**Exercise brief:**
Find each line in the records below that contains the word "await", and copy it out.

**Records to process:**

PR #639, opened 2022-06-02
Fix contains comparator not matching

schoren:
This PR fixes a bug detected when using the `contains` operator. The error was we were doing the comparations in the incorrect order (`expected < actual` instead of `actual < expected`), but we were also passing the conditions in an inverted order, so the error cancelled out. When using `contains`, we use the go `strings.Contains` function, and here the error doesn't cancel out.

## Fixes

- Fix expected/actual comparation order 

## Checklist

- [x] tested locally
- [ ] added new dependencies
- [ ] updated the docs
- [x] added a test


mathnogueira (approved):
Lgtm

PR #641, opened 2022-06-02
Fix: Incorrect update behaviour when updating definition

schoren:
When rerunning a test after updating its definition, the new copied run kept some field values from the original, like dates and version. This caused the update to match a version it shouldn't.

...

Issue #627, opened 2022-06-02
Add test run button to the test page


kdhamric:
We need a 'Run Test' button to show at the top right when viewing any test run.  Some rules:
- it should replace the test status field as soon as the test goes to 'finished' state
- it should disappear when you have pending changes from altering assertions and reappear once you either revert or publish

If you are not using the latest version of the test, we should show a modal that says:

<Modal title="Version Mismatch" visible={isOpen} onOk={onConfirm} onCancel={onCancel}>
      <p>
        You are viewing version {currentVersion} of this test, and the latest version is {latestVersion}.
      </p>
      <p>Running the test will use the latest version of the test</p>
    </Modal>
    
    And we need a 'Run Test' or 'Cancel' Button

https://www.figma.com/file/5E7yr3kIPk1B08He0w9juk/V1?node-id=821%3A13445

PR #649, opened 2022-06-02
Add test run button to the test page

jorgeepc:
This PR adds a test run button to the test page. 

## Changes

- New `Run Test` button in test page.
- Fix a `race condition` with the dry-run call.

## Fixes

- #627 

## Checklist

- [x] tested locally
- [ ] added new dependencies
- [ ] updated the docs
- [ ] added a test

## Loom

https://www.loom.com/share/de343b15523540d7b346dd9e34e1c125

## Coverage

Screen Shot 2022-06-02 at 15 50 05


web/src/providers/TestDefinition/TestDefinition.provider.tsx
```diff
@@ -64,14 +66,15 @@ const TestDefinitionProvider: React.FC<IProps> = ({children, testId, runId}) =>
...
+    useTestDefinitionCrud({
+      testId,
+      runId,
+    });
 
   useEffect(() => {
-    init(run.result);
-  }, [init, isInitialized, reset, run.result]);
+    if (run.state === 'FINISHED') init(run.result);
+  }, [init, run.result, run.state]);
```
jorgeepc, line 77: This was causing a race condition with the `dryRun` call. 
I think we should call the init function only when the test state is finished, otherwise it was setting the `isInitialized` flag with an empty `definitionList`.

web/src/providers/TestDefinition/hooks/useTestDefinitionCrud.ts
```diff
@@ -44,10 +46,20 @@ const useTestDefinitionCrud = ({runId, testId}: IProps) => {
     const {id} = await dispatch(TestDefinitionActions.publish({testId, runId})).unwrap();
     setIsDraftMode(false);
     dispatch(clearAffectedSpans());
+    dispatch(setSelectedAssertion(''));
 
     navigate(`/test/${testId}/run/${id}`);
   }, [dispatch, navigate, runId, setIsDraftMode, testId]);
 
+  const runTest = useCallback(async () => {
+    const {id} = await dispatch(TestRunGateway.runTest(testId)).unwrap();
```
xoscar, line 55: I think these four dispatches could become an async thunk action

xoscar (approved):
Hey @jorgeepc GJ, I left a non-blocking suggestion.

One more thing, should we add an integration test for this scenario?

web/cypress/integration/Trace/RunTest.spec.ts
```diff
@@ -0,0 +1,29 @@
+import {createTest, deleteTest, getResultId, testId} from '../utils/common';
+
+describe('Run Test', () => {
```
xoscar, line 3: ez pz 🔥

==

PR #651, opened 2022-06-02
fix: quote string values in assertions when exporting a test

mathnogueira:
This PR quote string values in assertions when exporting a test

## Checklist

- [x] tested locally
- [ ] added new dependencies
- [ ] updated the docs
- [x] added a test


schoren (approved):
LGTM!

**Expected output:**
     const {id} = await dispatch(TestDefinitionActions.publish({testId, runId})).unwrap();
+    const {id} = await dispatch(TestRunGateway.runTest(testId)).unwrap();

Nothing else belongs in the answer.